Items listed in a dataset:
Issue #491, opened 2024-10-03
Improve support for parsing the outcome of contract calls within Relayed V3


andreibancioiu:
References:
 - https://t.me/MultiversXDevelopers/131109 (Telegram thread)

danielailie:
I'll close this as we have a different version for Relayed v3 and we don't need this anymore

PR #495, opened 2024-10-04
Allow one to parse the outcome of contract calls which are inner transactions (relayed V3)

andreibancioiu:
- See https://github.com/multiversx/mx-sdk-js-core/issues/491. 
- Implement `transactionOnNetworkToOutcomesOfInnerTransactions`.


src/converters/transactionsConverter.ts
```diff
@@ -141,4 +149,79 @@ export class TransactionsConverter {
             dataItems: dataItems,
         });
     }
+
+    /**
+     * Generally speaking, useful for Relayed V3 transactions.
+     */
+    public transactionOnNetworkToOutcomesOfInnerTransactions(
+        transactionOnNetwork: ITransactionOnNetwork,
```
andreibancioiu, line 157: Since the input is a `ITransactionOnNetwork`, this works both for the `TransactionOnNetwork` from the satellite package `sdk-network-providers`, and for the class within `sdk-core/networkProviders` (long time support rationale).

src/converters/transactionsConverter.ts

WORK ORDER
For each line of the data that has the word "support", report that line.

ANSWER SECTION
Improve support for parsing the outcome of contract calls within Relayed V3
andreibancioiu, line 157: Since the input is a `ITransactionOnNetwork`, this works both for the `TransactionOnNetwork` from the satellite package `sdk-network-providers`, and for the class within `sdk-core/networkProviders` (long time support rationale).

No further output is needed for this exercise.